Writing Report July 6, 2019

Writing Report July 6, 2019

As of this writing, I have 35 short stories (well, 34 and 1 novella) in circulation.

Fifteen can be lumped in the sci-fi bin, six are fantasy / dark fantasy (I rarely write horror per se), ten are crime / thriller stories (both grim and comic; I rarely write conventional whodunit type mysteries), the rest could be lumped as mainstream (typically with O. Henry-style twists).

In several cases the genre stories overlap enough with what is called “literary” fiction for them to be suitable for those markets as well.

But markets changed drastically in the last half century (i.e., over the course of my career).

When I started submitting stories to sci-fi magazines in the 1960s and 70s, I simply started with the best paying markets and worked my way down.

If I sent a story to Analog and they hadn’t responded by the time I got the next story finished, I sent that one off as well.

Now many markets don’t want to see more than one submission at a time.

So if Analog had not bought or rejected a story I’ve already sent them, the next story needs to go somewhere else.

Okay, fine; Analog is not the only top rank sci-fi market.

But the problem is almost all markets have now limited themselves to only one submitted story from a writer at a time.

I set a personal goal for myself to have at least 100 stories professionally published in my lifetime (17 professionally published so far, five purchased but not yet published; I’m not counting TV or comic book work).

I set a secondary goal on January 1stof this year to write a short story every week (19 so far, not 27, but still a good clip).

So basically, I’m running out of markets.  

I’m submitting newer stories to lower paying markets because I’m backlogged at better paying ones.

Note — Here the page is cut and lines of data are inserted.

PR #5163, opened 2020-04-24
PubDirect UserId Module submission

pub-direct:
## Type of change

- [ ] Bugfix
- [ ] Feature
- [x] New bidder adapter   
- [ ] Build related changes
- [ ] CI related changes
- [ ] Other

## Description of change

Pub.direct is a free identity management platform. This pull request adds a new submodule `pubDirectSubmodule` to userId.js. The `pubDirectSubmodule` allows users to sync user Ids with pub.direct as well as passing 1st party data to be stored in pub.direct's datastore.
Maintainer: wenda@pub.direct 
Here is the link to the documentation pull request: [https://github.com/prebid/prebid.github.io/pull/1943](https://github.com/prebid/prebid.github.io/pull/1943)

### DIFF
--- a/modules/pubDirectSystem.js
+++ b/modules/pubDirectSystem.js
@@ -10,7 +10,7 @@ import {ajax} from '../src/ajax.js';
 import {submodule} from '../src/hook.js';
 
 function parseData(networkCode, segments) {
-  if (segments && networkCode) {
+  if (Object.keys(segments) !== 0 && networkCode && JSON.parse(localStorage.getItem('pubId'))) {
     const userId = JSON.parse(localStorage.getItem('pubId'));
     const url = `https://api.staging.pub.direct/aud-xchg/v1/sync/${networkCode}/${userId.ID}`;
     ajax(url, undefined, JSON.stringify(segments), undefined);
@@ -30,10 +30,15 @@ export const pubDirectSubmodule = {
    * @returns {(Object|undefined)}
    */
   decode(value, config) {
-    if (!config) {
+    // eslint-disable-next-line no-console
+    console.log(config, 'config pb');
+    // eslint-disable-next-line no-console
+    console.log(value, 'value pb');
+
+    if (config.params.segments) {
       parseData(config.params.publisherId, config.params.segments);
     }
-    return (value && typeof value['PUBDIRECTID'] === 'string') ? { 'pubDirectId': value['PUBDIRECTID'] } : undefined;
+    return (value && typeof value['pubDirectId'] === 'string') ? { 'pubDirectId': value['pubDirectId'] } : undefined;
   },
   /**
    * performs action to obtain id and return a value in the callback's response argument
@@ -44,134 +49,35 @@ export const pubDirectSubmodule = {
    * @returns {IdResponse|undefined}
    */
   getId(configParams, consentData, cacheIdObj) {
-    if (!configParams) {
+    if (!configParams || !configParams.publisherId) {
       utils.logError(`Pubdirect params missing.`);
       return undefined;
     }
-    // pubdirect ID logic
-    var siteIdValue = {
-      ID: '',
-      timestamp: null,
-      origin: '',
-      DoNotTrack: false,
-    };
-    var iframeCreated = false;
-    var incomingUserId = '';
-    var receiver = {};
-    var consent = true;
-    var doNotTrackUser = false;
+    const initSync = new Promise(function(resolve, reject) {
+      // pubdirect ID logic
+      var siteIdValue = {
+        ID: '',
+        timestamp: null,
+        origin: '',
+        DoNotTrack: false,
+        consentData: consentData,
+        cacheIdObj: cacheIdObj,
+      };
+      var iframeCreated = false;
+      var incomingUserId = '';
+      var receiver = {};
+      var consent = true;
+      var doNotTrackUser = false;
 
-    window.addEventListener('message', msgFiltering);
+      window.addEventListener('message', msgFiltering);
 
-    var userRandomId = {
-      ID: IDGenerator(),
-      timestamp: new Date().getTime(),
-      origin: '',
-      DoNotTrack: false,
-    };
+      var userRandomId = {
+        ID: IDGenerator(),
+        timestamp: new Date().getTime(),
+        origin: '',
+        DoNotTrack: false,
+      };
 
-    function IDGenerator() {
-      var array = new Uint32Array(8);
-      window.crypto.getRandomValues(array);
-      var str = '';
-      for (var i = 0; i < array.length; i++) {
-        str += (i < 2 || i > 5 ? '' : '-') + array[i].toString(16).slice(-4);
-      }
-      return str;
-    }
-
-    function ifLoaded() {
-      if (consent === true) {
-        if (doNotTrackUser === true) {
-          messageHub('doNotTrackUser', parseData);
-        }
-        // Get the window displayed in the iframe.
-        if (iframeCreated === false) {
-          messageHub('self', parseData);
-        } else if (iframeCreated === true) {
-          messageHub(incomingUserId, parseData);
-        }
-      } else {
-
-      }
-    }
-
-    function callModule() {
-      if (localStorage.getItem('pubId')) {
-        let callValue = localStorage.getItem('pubId');
-        callValue = JSON.parse(callValue).ID;
-        let callbackObj = {
-          'pubDirectId': callValue
-        };
-
-        const reply = function (callback) {
-          callback(callbackObj)
-        }
-
-        return { callback: reply }
-      }
-    }
-
-    function msgFiltering(e) {
-      iframeCreated = true;
-      incomingUserId = e;
-      if (e.origin !== 'https://pub.direct') {
-        return;
-      }
-      if (iframeCreated === true) {
-        var iframe = document.createElement('iframe');
-        iframe.style.display = 'none';
-        iframe.id = 'receiver';
-        iframe.src = 'https://pub.direct/sync.html';
-        document.body.appendChild(iframe);
-        iframe.onload = ifLoaded;
-      }
-    }
-
-    function messageHub(e, callback) {
-      if (e !== undefined && e.data !== 'clear' && e !== 'self' && e !== 'doNotTrackUser' && e.data.timestamp !== undefined) {
-        siteIdValue = JSON.parse((localStorage.getItem('pubId')));
-        if (siteIdValue.timestamp <= e.data.timestamp) {
-          sendMessage(siteIdValue);
-        } else {
-          localStorage.setItem('pubId', JSON.stringify(e.data));
-          callback(configParams.publisherId, configParams.segments);
-          callModule();
-        }
-      } else if (e === 'self') {
-        if (localStorage.getItem('pubId')) {
-          siteIdValue = JSON.parse(localStorage.getItem('pubId'));
-          siteIdValue.origin = window.location.href;
-          sendMessage(siteIdValue);
-        } else {
-          userRandomId.origin = window.location.href;
-          localStorage.setItem('pubId', JSON.stringify(userRandomId));
-          sendMessage(userRandomId);
-        }
-      } else if (e.data === 'clear') {
-        callback(configParams.publisherId, configParams.segments);
-        callModule();
-      } else if (e === 'doNotTrackUser') {
-        if (localStorage.getItem('pubId')) {
-          siteIdValue = JSON.parse(localStorage.getItem('pubId'));
-          siteIdValue.origin = window.location.href;
-          siteIdValue.DoNotTrack = true;
-          sendMessage(siteIdValue);
-        } else {
-          userRandomId.origin = window.location.href;
-          userRandomId.DoNotTrack = true;
-          localStorage.setItem('pubId', JSON.stringify(userRandomId));
-          sendMessage(userRandomId);
-        }
-      }
-    }
-
-    function sendMessage(e) {
-      receiver = document.getElementById('receiver');
-      receiver.contentWindow.postMessage(e, 'https://pub.direct/sync.html');
-    }
-
-    function init() {
       if (iframeCreated === false) {
         var iframe = document.createElement('iframe');
         iframe.style.display = 'none';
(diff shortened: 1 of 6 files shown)


pub-direct:
No sorry, I'm done. I won't touch it anymore until you have looked at it.

pub-direct:
hey @jaiminpanchal27, I see an error in the ci/circleci test. Even thought it is from the file userId_spec.js file that I have modified, I never touched that part in question. 

Would you have time to take a look at it?

bretg:
@pub-direct - @jaiminpanchal27 noticed that you're dropping an iframe into the page. This trips a major Prebid.js rule about incorporating external code. 

1) Please explain what you're doing here with sync.html. Why can't you use AJAX? No other userId module is doing anything like this.
2) If you insist this is necessary, there are many conditions:
     a) sync.html must be open sourced
     b) you must call for a specific version of sync.html from the PBJS code. e.g. sync-v1.html.
     c) you must agree to not change sync-v1.html after we review it. Changes MUST be done in a new version so that we review all changes.
     d) it must be disclosed prominently on your prebid.org documentation
     e) you must provide a mechanism for publishers to turn off the iframe. 
     f) your module should operate even if the pub has turned off the iframe
     g) your code MUST adhere to all privacy rules. e.g., if your iframe is setting cookies, you have to parse the GDPR consent string to make sure you have access to the device. And follow all PBJS controls (e.g. `pbjs.setConfig({ deviceAccess: false });`

We strongly recommend removing this call to sync.html because it's going to cause a lot of work for all of us.

pub-direct:
Hey @bretg ,

Thanks for the feedback from you and your team. I have seen a lot of your work on Prebid and I'm eager to explain my point of view.

Pub.Direct is created as a free cookieless identity solution to replace the 3rd party cookie. 

The way how it works is that instead of making an AJAX call and have a server assign a cookie ID and consequently read this cookie ID as an identifier for a user, we make a call to a website using a hidden iframe to achieve this goal, which in mind is more user friendly and secure because all we do is trading IDs that is already available on the user's browser and it ever calls a server. 

Here is the logic, user goes to a website with where the prebid pub.direct module is enabled for the first time. The pub.direct prebid module generates a random ID. This ID is then sent to the website that you have referenced "pub.direct/sync.html" using an hidden iframe and post-message. This website then checks its local storage to see if it already has an ID available, if so, it will compare the timestamp of the IDs and sent back the ID with the older timestamp also via post-message to complete the sync. The site with the pub.direct prebid module will then store this ID in its local storage. Now imaging we'd repeat this same procedure on multiple websites with the pub.direct module. 

Hopefully by now you can see why we can't just make an AJAX call. This solution was created as a hobby and I wanted to make it open source anyway, so I have no problem making the code public. You probably have seen a lot of examples and are probably way more experienced in adtech than me. However, I'd argue that this solution is not less privacy complaint than cookie sync, I think it's actually more compliant as it doesn't talk to a server. Every call we make is made out within a public domain. I'd be endless grateful if you can work with me on it. Please find answers to your specific requests below marked in bold. 

> @pub-direct - @jaiminpanchal27 noticed that you're dropping an iframe into the page. This trips a major Prebid.js rule about incorporating external code.
> 
> 1. Please explain what you're doing here with sync.html. Why can't you use AJAX? No other userId module is doing anything like this.
**Please see above**
> 2. If you insist this is necessary, there are many conditions:
>    a) sync.html must be open sourced
**No problem**
>    b) you must call for a specific version of sync.html from the PBJS code. e.g. sync-v1.html.
**No problem**
>    c) you must agree to not change sync-v1.html after we review it. Changes MUST be done in a new version so that we review all changes.
**No problem**
>    d) it must be disclosed prominently on your prebid.org documentation
**Okay, where exactly do you want me to create the disclaimer?**
>    e) you must provide a mechanism for publishers to turn off the iframe.
**No problem**
>    f) your module should operate even if the pub has turned off the iframe
**No problem**
>    g) your code MUST adhere to all privacy rules. e.g., if your iframe is setting cookies, you have to parse the GDPR consent string to make sure you have access to the device. And follow all PBJS controls (e.g. `pbjs.setConfig({ deviceAccess: false });`
**Okay...? However, I don't think you will trigger the user ID submodules, if there is no consent given, isn't that accurate? Referencing: [**](http://prebid.org/dev-docs/modules/userId.html), under section "User ID, GDPR, and Opt-Out".**
> 
> We strongly recommend removing this call to sync.html because it's going to cause a lot of work for all of us.
**Again, I hope by now you see why we have designed this module to be this way.**

bretg:
Thanks for the explanation @pub-direct, but I don't understand this part:

> This website then checks its local storage to see if it already has an ID available
 which contrasts with this:
> I think it's actually more compliant as it doesn't talk to a server. 

I think what you mean by "This website" is just the javascript code loaded from pub.direct attempts to set a first party cookie in pub.direct.

But based on this article https://www.simoahava.com/analytics/cookieless-tracking-cross-site-iframes/, I'm not sure cross-domain iframes can set a cookie without 3rd party cookie support:

```
However, there's a catch that's become more and more troubling with the increase of browsers’ tracking protection mechanisms: if the <iframe> loads content cross-site, the browser must allow cookie access in third-party context. In other words, if the browser blocks third-party cookies, the <iframe> will not be able to write the cookie
```

But I'm sure you've tested this, so perhaps this article is incorrect. Anyhow, since we're not going to allow this without seeing the code in some form anyhow, let us know how to obtain a copy. If you're not ready to share it broadly, can the reviewer email the address you have in this PR and get a copy?

Adding @jdwieland8282 as our resident User ID module expert.

pub-direct:
Hey @bretg and @jdwieland8282 ,

Happy to share the code. It's actually hosted on pub.direct/sync.html that you have already pointed out. Here is the JS file (https://pub.direct/js/ax-recipient.js).

The thing is that I don't use cookies. On pub.direct I just take the id that is sent to pub.direct via post-message and store it in its local storage. In case pub.direct already has a user Id, I'd compare the timestamp to see which one has existed longer, and pick that one.

Happy to make that part of code more official via a PR, but let me know if that makes sense and if you see any reason why it should not be allowed. 

Wenda

bretg:
We suspect this is exploiting a hole that will be closed in chrome with the coming of the cookie-apocalypse. Cross-domain localstorage is already prevented in Safari and Firefox by default. We're going to test this. If we find that Chrome also blocks Cross-domain localstorage when 3rd party cookies are turned off, we're likely to not accept this module.

If you have evidence that says this approach is going to be allowed, please post a link.

pub-direct:
@bretg I don't think your statement is factually correct!
**#1**
Even if Safari doesn't allow for cross domain tracking, it doesn't mean that they don't allow for storing a persistent ID in the local storage, which is already better than 3rd party cookies.

**#2**
Firefox allows it, so does IE. I added an example for you confirm below. 

**#3**
You can test your assuming about cookies, but I thought I communicated that I don't use cookies at all?!

In conclusion, I'm very open to discussing the facts but I think your statements are incorrect and therefore unfair. But then again you know the industry way better than I do, so if you could provide me evidence otherwise I'd interested in improving this product. Because, I believe I provided the evidence required to evaluate this case.

**How to test:** The two pages below are the same only separated by subdomains, which are considered separated instances. You can also host the 2 pages on completely different domains. It should not change its behavior (welcome to try). These 2 pages represent 2 separate websites. Load page 1 first, then hit refresh. Load page 2, then hit refresh. The reason why you need to hit refresh is because the DOM is already painted first time before it can grab the ID.

My assumption is that if you test it in Chrome, IE and Firefox you will see 2 identical IDs. If you should be confused with my instructions here is a video I've made: [Product Demo Video](https://www.youtube.com/watch?v=1ItxXXM2Ivk&feature=youtu.be)

**Page #1** 
https://cookielesspage1.s3.amazonaws.com/DemoPage1.html
**Page #2**
https://cookielesspage1.s3.amazonaws.com/DemoPage1.html

Hope that helps.

bretg:
Thanks for the details @pub-direct. We'll test and discuss.

bretg:
Status update: we have a couple of people trying this out. The initial conclusion is that this does indeed currently work in some browsers. I'd like to note that we certainly respect and appreciate the technical effort here. And personally, I appreciate your desire to help the industry with an existential struggle. However, we have a general sense that this effort is just re-arranging deck chairs on the Titanic.

It happens to work in Firefox for now because pub.direct is not in the disconnectme list (https://raw.githubusercontent.com/disconnectme/disconnect-tracking-protection/master/services.json).  We expect that if this were to be released, pub.direct will get added (like digitrust and id5 who are identity-only domains)

Overall, we suspect the approach likely violates the Privacy sandbox framework and therefore will stop working on Chrome soon after 3rd party cookies are shut down. See the TURTTLEDOVE explainer: https://github.com/michaelkleber/turtledove.  The general theme is that no unique identifier may be associated with an individual across domains.  

We haven't shut the door at this point, but remain skeptical. We'll discuss at Prebid.org meetings scheduled over the coming weeks and with Prebid legal counsel.

pub-direct:
Thanks @bretg,

At this point I don't clearly understand on which ground you would disallow this adapter to be rejected. Aside from the fact that you have confirmed it is working, even if it doesn't solve the cross domain issue, shouldn't that be a conversation between us and the clients? Because for instance, I think we have shown evidence that even in the Safari browser, where cross domain tracking is not allowed, our solution is more performant than the 3rd party cookie as it keeps the ID persistent. 

From an open source framework standpoint, which criteria does my module not fulfill to be allowed? I've already committed to fix those issues that you have mentioned. But I don't think it's fair to decide if my module will be accepted based on whether it can solve the user identify problem for the industry, that would be too big of a task. Additionally, I have seen many modules being accepted that simply doesn't work. So where do you draw the line for rejecting a module?

My offer is to work with you with the of goal of getting this solution accepted and I've also offered it to make it open source and this offer still stands. However, I think the decision of whether to accept the module should still be based on the guidelines that applies to everyone else too.

jdwieland8282:
A full list of my test results are attached.  In summery, I found that I was given a consistent uid on localhost.com and cookielesspage.com, but when a subdomain was added to localhost, ex. _localhost.prebid_ my uid became out of sync.  This behavior was observed on Chrome and Firefox and in private browsing and "normal" browser mode. Regarding Safari, my uids were never in sync, Safari presented me with a unique id on each of the 3 domains I observed. 

[Pubdirect-UAT.xlsx](https://github.com/prebid/Prebid.js/files/4576904/Pubdirect-UAT.xlsx)

pub-direct:
@jdwieland8282 Hey thanks for testing. I have expected the safari outcome, but if I'm not mistaken the IDs were still persistent per domain, correct? Which in my mind is better than 3rd party cookies, it is as if you were to go to all publishers to get 1st party cookie access. 

Regarding subdomains, I didn't come across this issue. I suspect it is localhost related. Have you used my 2 test pages? It should give you consistent results. The sites are mentioned below. 

Page #1
https://cookielesspage1.s3.amazonaws.com/DemoPage1.html
Page #2
https://cookielesspage2.s3-us-west-2.amazonaws.com/DemoPage2.html

bretg:
> clearly understand on which ground you would reject this adapter

Agreed that we would need solid ground for doing this, and that we would need to be apply such criteria equally across all user ID modules.

As background, we're getting picky about user ID modules because they're a controversial topic. It doesn't help the industry to have 11 or 12 options here. One possible outcome is that we allow this, but put requirements on documentation. i.e. not allow anyone to claim that this "solves the quest".  Your current documentation PR is quite modest, so that's not a problem.

pub-direct:
Thanks @bretg , 

I'll update the module to spec first, so we can discuss documentation and next steps.

jdwieland8282:
Hi @pub-direct , I will run my test again with your second domain later this week.  wrt Safari, I would expect refreshing the page would return the same id per domain, which really isn't any better or different than a first party cookie solution like you point out.

pub-direct:
@jdwieland8282 regarding Safari you are correct it is like a 1st party cookie. However, from an adtech provider standpoint, wouldn't enabling this feature be much easier than getting access to all 1st party cookie IDs from all publishers you work with?

bretg:
Met with a broader internal team, and we agreed this module can be released as long as it meets all the requirements laid out above.

a) sync.html must be open sourced
b) you must call for a specific version of sync.html from the PBJS code. e.g. sync-v1.html.
c) you must agree to not change sync-v1.html after we review it. Changes MUST be done in a new version so that we review all changes.
d) it must be disclosed prominently on your prebid.org documentation
e) you must provide a mechanism for publishers to turn off the iframe.
f) your module should operate even if the pub has turned off the iframe
g) your code MUST adhere to all privacy rules. e.g., if your iframe is setting cookies, you have to parse the GDPR consent string to make sure you have access to the device. And follow all PBJS controls (e.g. pbjs.setConfig({ deviceAccess: false });

smenzer:
Based on this conversation, it seems like the solution is essentially a 1st party user ID, since the way the IDs are being connected across domains in Safari doesn't work, in Firefox will be blocked when Disconnect.me adds pub.direct to their list, and in Chrome will almost certainly be blocked with their planned changes. 

If my understanding is correct, I have two questions about this id module. 

1. How is it different from the pubcommonid module that already exists?
2. Is there still a need for all of the iframe injection and messaging if it won't be useful to connect IDs? 3rd party cookies would accomplish the same thing and are equally available in browsers compared to the proposed iframe solution.

To be clear, I'm not suggesting that it is not considered for inclusion in Prebid.js, but simply trying to better understand the differences and limit the technical complexity needed to implement it.

pub-direct:
@smenzer Can you identify yourself and your involvement in the decision making progress regarding this adapter approval. If you are just curious about the product, I'd suggest you reach out to the company directly rather than commenting on this ticket. 

Just want to keep the process streamlined.

smenzer:
@pub-direct sure, I'm a member of Prebid.org and on the Prebid.js PMC.

pub-direct:
@smenzer Still not very clear on your decision making role for the inclusion of this adapter. In my mind, your initial comment doesn't reflect an accurate picture of the functionality of our adapter. I'd suggest you go through the comments above or sync with @bretg. We've published all the code for you to review.

From a prebid standpoint I don't see an issue to use iframes as it is client choice and we'll make the use of all of our technology as prominent as possible on prebid.org. 
From a competition standpoint,  I'd understand that someone would be defensive seeing our adapter if working for the competition as we are going to make it free to everyone, publishers as well as sync partners.
But I can assure you that we are just hobbyist trying to contribute to the industry as an open source project. So nothing to fear there as well.

Again, open to have a discussion if you are interested, but I don't think this is the place for it.

modules/userId/eids.js
```diff
@@ -28,6 +28,12 @@ const USER_IDS_CONFIG = {
     atype: 1
   },
 
+  // pubDirectId
+  'pubDirectId': {
+    source: 'pub.direct/sync.html',
```
smenzer, line 33: the `source` field is generally just the domain of the provider, not a full html path. I would recommend setting to just `pub.direct` for consistency

bretg:
> Can you identify yourself and your involvement in the decision making process regarding this adapter approval.

All parties are welcome to comment-on and ask-questions-about PRs. It's the nature of open source.

Thanks to all parties involved here for thorough vetting. The User ID space is important and worthy of such discussion.

Prebid.org will accept this module if it meets all 7 conditions stated above.

modules/pubDirectSystem.js
```diff
@@ -0,0 +1,190 @@
...
+            messageHub('doNotTrackUser', parseData);
+          }
+          // Get the window displayed in the iframe.
+          if (iframeCreated === false) {
+            messageHub('self', parseData);
+          } else if (iframeCreated === true) {
+            messageHub(incomingUserId, parseData);
+          }
+        } else {
+
```
yava-ua, line 107: pls insert some handling here. utils allows error loging, e.g.
```
utils.logError(error);
```

modules/pubDirectSystem.js
```diff
@@ -0,0 +1,190 @@
...
+        }
+      }
+
+      function msgFiltering(e) {
+        iframeCreated = true;
+        incomingUserId = e;
+        if (e.origin !== 'https://pub.direct') {
+          return;
+        }
+        if (iframeCreated === true) {
```
YerkovichM, line 117: iframeCreated is already true, you don't need to check it

modules/pubDirectSystem.js
```diff
@@ -0,0 +1,190 @@
...
+          var iframe = document.createElement('iframe');
+          iframe.style.display = 'none';
+          iframe.id = 'receiver';
+          iframe.src = 'https://pub.direct/sync.html';
+          document.body.appendChild(iframe);
+          iframe.onload = ifLoaded;
```
YerkovichM, line 123: Why are you loading once again?

modules/pubDirectSystem.js
```diff
@@ -0,0 +1,190 @@
...
+        }
+      }
+      function messageHub(e, callback) {
+        if (e !== undefined && e.data !== 'clear' && e !== 'self' && e !== 'doNotTrackUser' && e.data.timestamp !== undefined) {
```
YerkovichM, line 127: This condition is too complex. You can rich the same result by putting this case at the end of function.

pub-direct:
Thank you @bretg @smenzer @jdwieland8282 ,

We'll update the adapter soon. 

Wenda

YerkovichM:
@smenzer @jdwieland8282 I have left comments. I tested this module as well. I used 2nd demo page. Chrome 
Case 1 : open three one after another in list order bellow
Results:
cookielesspage2.com -> 5827a8f4-a02c-2a6c-9172-fe36f1e1888d
localhost:8080 -> 5827a8f4-a02c-2a6c-9172-fe36f1e1888d
www.localhost.prebid:8080 -> 5827a8f4-a02c-2a6c-9172-fe36f1e1888d
But results are not consistent. In some cases there are issues with propagating id between localhost:8080 and www.localhost.prebid:8080
In summery, I would say it is very inconsistent in its results. When testing I got more unexpected results than right one. And I suspect there lots of issues in code, like unnecessary looping of iframe requests.

pub-direct:
@jdwieland8282 thanks for the feedback. Maybe let's wait until I update to the newest version and let's chat then.

pub-direct:
@YerkovichM I don't think you understand the concept of how it works.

(I know, I know: Write novels.  
Easy to say, but currently it’s hard
for me to find large unbroken bocks
of time to dedicate to such writing;
short story first drafts can be blitzed out
in a single afternoon or evening,
novels require longer periods of
concentration.)

 

© Buzz Dixon

 

 

 

Lit-Fic vs Genre

Lit-Fic vs Genre

the haunted drive-in [poem]

the haunted drive-in [poem]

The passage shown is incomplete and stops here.